EXTRACTED MATERIAL section start

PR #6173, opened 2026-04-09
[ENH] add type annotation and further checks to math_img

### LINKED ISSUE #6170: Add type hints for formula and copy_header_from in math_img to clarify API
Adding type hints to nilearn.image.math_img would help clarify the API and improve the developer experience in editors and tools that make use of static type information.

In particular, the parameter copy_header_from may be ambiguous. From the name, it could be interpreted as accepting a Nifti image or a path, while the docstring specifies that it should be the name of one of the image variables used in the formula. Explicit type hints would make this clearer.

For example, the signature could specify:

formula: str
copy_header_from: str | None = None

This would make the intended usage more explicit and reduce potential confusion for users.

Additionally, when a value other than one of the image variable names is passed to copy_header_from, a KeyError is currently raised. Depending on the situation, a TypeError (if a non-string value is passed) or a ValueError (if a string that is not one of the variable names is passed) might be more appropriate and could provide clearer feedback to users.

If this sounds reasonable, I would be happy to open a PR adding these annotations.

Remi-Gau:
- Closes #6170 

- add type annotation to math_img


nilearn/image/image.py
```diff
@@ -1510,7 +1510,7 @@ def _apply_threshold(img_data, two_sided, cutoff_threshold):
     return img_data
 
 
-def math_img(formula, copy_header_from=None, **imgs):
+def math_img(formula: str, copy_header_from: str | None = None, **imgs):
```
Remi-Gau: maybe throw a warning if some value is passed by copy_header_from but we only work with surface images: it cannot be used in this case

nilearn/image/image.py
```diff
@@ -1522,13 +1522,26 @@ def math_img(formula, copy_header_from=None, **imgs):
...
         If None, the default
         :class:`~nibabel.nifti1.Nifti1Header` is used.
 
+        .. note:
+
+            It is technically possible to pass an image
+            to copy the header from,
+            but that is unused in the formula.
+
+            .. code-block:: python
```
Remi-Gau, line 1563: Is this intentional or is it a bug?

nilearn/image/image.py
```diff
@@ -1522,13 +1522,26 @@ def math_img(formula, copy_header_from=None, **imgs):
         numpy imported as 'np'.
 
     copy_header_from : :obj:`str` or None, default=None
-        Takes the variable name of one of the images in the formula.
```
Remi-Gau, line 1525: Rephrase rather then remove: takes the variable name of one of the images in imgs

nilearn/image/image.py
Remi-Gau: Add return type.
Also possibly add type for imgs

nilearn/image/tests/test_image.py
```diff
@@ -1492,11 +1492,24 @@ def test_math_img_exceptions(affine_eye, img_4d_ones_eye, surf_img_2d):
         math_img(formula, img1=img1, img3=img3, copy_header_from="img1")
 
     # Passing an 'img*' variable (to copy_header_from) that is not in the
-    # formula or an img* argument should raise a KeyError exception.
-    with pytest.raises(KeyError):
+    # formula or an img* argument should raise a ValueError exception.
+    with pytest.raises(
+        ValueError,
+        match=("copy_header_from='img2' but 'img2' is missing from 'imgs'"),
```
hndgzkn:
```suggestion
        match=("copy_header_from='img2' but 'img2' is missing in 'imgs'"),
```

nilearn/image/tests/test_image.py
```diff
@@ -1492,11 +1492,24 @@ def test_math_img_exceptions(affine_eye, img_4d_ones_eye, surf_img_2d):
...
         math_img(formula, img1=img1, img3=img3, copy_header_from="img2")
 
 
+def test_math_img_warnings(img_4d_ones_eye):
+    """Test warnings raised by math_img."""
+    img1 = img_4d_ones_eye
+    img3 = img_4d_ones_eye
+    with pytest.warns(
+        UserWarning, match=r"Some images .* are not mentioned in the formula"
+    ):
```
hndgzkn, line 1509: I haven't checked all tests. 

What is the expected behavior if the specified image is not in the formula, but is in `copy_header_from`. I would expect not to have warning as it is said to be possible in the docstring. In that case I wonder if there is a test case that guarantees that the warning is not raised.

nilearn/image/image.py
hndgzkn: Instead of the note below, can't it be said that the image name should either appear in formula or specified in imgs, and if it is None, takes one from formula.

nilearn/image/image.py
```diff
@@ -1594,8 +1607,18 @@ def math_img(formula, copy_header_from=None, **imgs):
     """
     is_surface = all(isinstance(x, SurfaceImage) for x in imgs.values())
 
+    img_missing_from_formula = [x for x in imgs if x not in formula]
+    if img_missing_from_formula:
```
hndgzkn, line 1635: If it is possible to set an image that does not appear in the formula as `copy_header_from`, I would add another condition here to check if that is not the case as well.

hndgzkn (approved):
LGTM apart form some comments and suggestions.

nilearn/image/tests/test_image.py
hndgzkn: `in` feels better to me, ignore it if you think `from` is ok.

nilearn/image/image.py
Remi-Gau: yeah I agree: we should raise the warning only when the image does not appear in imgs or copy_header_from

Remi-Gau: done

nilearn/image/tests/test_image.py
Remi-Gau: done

EXTRACTED MATERIAL section end

**YOUR GOAL**:
In the records above, find each line with the word "default" and copy it out.

**SOLUTION TO THE PROBLEM**:
         If None, the default
     copy_header_from : :obj:`str` or None, default=None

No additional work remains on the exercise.